Após 2 meses de muitas dores, dúvidas e privações devido aquele maldito acidente de moto, finalmente consegui retornar para a minha rotina. Voltei a dar aulas de História na quarta (12/04)  e, na manhã da quinta feira (13/04), eu já estava no aeroporto realizando controle de tráfego aéreo. É bom pensar que aquele pesadelo agora faz parte do passado, mas nem a vontade de seguir em frente me fará esquecer daqueles 60 dias em que tive tempo de sobra para duvidar de mim mesmo. Dentre outras coisas, tive medo de voltar a dirigir, de não fazer falta para os meus colegas de trabalho e alunos, de não encontrar mais motivação para escrever e medo de encarar as pessoas e reconhecer que eu havia falhado.

Falhei mesmo. Por mais que o quebra molas que me derrubou esteja mal sinalizado (passei lá ontem: ele está sem pintura e a placa está oculta atrás de uma árvore), não posso negar que eu estava acima do limite de velocidade (100km/h numa via onde o máximo é 80). Daqui até o fim da minha vida, terei a lembrança da queda e uma cicatriz enorme no braço esquerdo para me recordarem do que fiz. Fui irresponsável e precisarei lidar com isso, mas o caminho rumo ao amadurecimento não precisa ser trilhado sozinho.
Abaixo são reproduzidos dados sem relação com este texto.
PR #34134, opened 2021-07-13
Elastic fix

kuizhiqing:
### PR types

Others

### PR changes

Others
### Describe

some fix under extreme condition
* kill process by group, more robust in multiprocess scenario
* add cmd entry to manipulate etcd, just set np for now
* add service discovery for k8s env


danleifeng (approved):
LGTM

PR #34136, opened 2021-07-13
[Dy2Stat] Ignore to convert paddle.no_grad

Aurelius84:
### PR types

 Bug fixes
### PR changes

Others
### Describe

In https://github.com/PaddlePaddle/Paddle/pull/33110 , we support to convert `paddle.grad` into `paddle.static.gradients`. But it also convert `paddle.no_grad` by mistake. So in this PR, we fix it


zhhsplendid (approved):
LGTM

PR #34140, opened 2021-07-13
fix DataLoader memory leak

heavengate:
### PR types
Bug fixes

### PR changes
APIs

### Describe
**fix DataLoader memory leak introduced by https://github.com/PaddlePaddle/Paddle/pull/32550**
- register `__del__` to `atexit` may remain a link to DataLoader object, which make DataLoader cannot be GCed when epoch finish
- simply add `__del__` to release resource can also work to fix DataLoader exit error,  for `__del__` will be called when DataLoader object GCed, so remove `atexit` register here


chenwhql (approved):
LGTM

PR #34157, opened 2021-07-14
[Paddle-TRT] Add noexcept on methods inherited from TensorRT

zlsh80826:
### PR types

Breaking changes

### PR changes

Others

### Describe

TensorRT8 requires all class methods inherited from TensorRT should add noexcept keyword.
Paddle-TRT can support TensorRT8 after this PR.

[Reference](https://docs.nvidia.com/deeplearning/tensorrt/release-notes/tensorrt-8.html)
> TensorRT now declares API’s with the noexcept keyword to clarify that exceptions must not cross the library boundary. All TensorRT classes that an application inherits from (such as IGpuAllocator, IPluginV2, etc…) must guarantee that methods called by TensorRT do not throw uncaught exceptions, or the behavior is undefined.


shangzhizhou (approved):
LGTM

raindrops2sea (approved):

PR #35732, opened 2021-09-14
refine auto_growth allocator

zhiqiu:
### PR types

Performance optimization
### PR changes

Others
### Describe

refine auto_growth allocator

CUDA does address alignment itself, so in most case we do not need to manually perform address alignment.
refer: https://stackoverflow.com/questions/14082964/cuda-alignment-256bytes-seriously

The problem is that, the original implementation may alloc more 256 bytes due to AlignedAllocator and the 256 bytes may put into `free blocks`. Which may introduce more memory fragmentation and increase the time to find fit block when allocing new allocation.

- before
image

- after
image

The max number of free blocks in standalone_executor_test(single thread, no gc version, for consistance) decreases: 200->185

### DIFF
--- a/paddle/fluid/memory/allocation/aligned_allocator.cc
+++ b/paddle/fluid/memory/allocation/aligned_allocator.cc
@@ -20,6 +20,7 @@ namespace paddle {
 namespace memory {
 namespace allocation {
 
+// For memory address alignment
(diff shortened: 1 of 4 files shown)


sneaxiy (approved):
LGTM

wanghuancoder (approved):
LGTM

PR #35733, opened 2021-09-14
fix dim check of class center sample

GuoxiaWang:
### PR types

Bug fixes
### PR changes

APIs
### Describe

fix dim check of class center sample


sandyhouse (approved):
LGTM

Nesta última semana, além de ter sido muitíssimo bem acolhido nos meus locais de trabalho, ganhei um abraço carinhoso de um aluno (Valeu, Claudin!), recebi mensagens encorajadoras dos meus familiares e fui presenteado com o apoio da minha esposa, que propôs realizarmos uma viagem de moto até o estado de Goiás para que, nas palavras dela, “eu pudesse reconquistar a minha confiança ao dirigir”. Quando penso em tudo que passei, concluo que não há fardo suficientemente pesado para quem tem amigos e nem dúvida que resista a um gesto sincero de amor. Sinto-me feliz e motivado para recomeçar. Obrigado a todos que me ajudaram durante esse período difícil 🙂

Percorridos os 180km que separam Uberlândia-MG de Caldas Novas-GO, tive um final de semana bastante agradável em solo goiano. O forte de Caldas são as piscinas de água quente, a música sertaneja e a cerveja gelada, porém há uma grande variedade de opções de entretenimento na vida noturna da cidade para quem quiser algo mais sossegado, dentre elas o 7ªrte Cine Stadium. O local não é lá dos maiores (há apenas 2 salas) e a programação prioriza filmes dublados, mas as instalações são boas (cadeiras novas e limpas; sistema de som eficiente) e de fácil acesso. Mesmo contrariado por perder o áudio original e as sutilezas da voz da Scarlett Johansson, acabei vendo A Vigilante do Amanhã por lá mesmo, meio bêbado e grilado com o cara da bilheteria que não quis aceitar a minha carteirinha de estudante para pagar meia entrada.

A Vigilante do Amanhã: Ghost in the Shell não foi bem nas bilheterias. Envolto numa polêmica de whitewashing (quando um ator branco é escalado no papel de um personagem que, originalmente, tinha outra raça/etnia), a produção deve acumular incríveis 100 milhões de dólares de prejuízo. Eu não fiquei empolgadão com o que vi, mas não achei o o filme tão ruim assim. O fato de terem optado pela Johansson em detrimento de uma atriz oriental certamente foi uma mancada e, como eu havia desconfiado quando resenhei o anime original, simplificaram bastante o roteiro, mas a condução pragmática e o trabalho visual do diretor Rupert Sanders são bastante eficientes.

Ambientando em um futuro próximo, A Vigilante do Amanhã mostra uma realidade em que os seres humanos podem realizar implantes cibernéticos para aprimorarem seus corpos. Após sofrer um acidente, Mira (Johansson) foi salva pela empresa Hanka Robotics, que extraiu seu cérebro e implantou-o num corpo de metal, transformando-a em um ciborgue. Algum tempo depois, Mira, que agora trabalha para o governo e é conhecida como Major, está no meio de uma operação secreta em que ela precisa monitorar uma conversação entre um executivo da Hanka e um político. A reunião é encerrada abruptamente quando ciborgues em formato de gueixa começam a atacar e hackear os cérebros dos participantes, o que obriga a Major a invadir o local e utilizar a força para controlar a situação. No fim, após dizimar a ameaça, ela ouve de uma das gueixas que “quem colaborar com a Hanka será destruído”.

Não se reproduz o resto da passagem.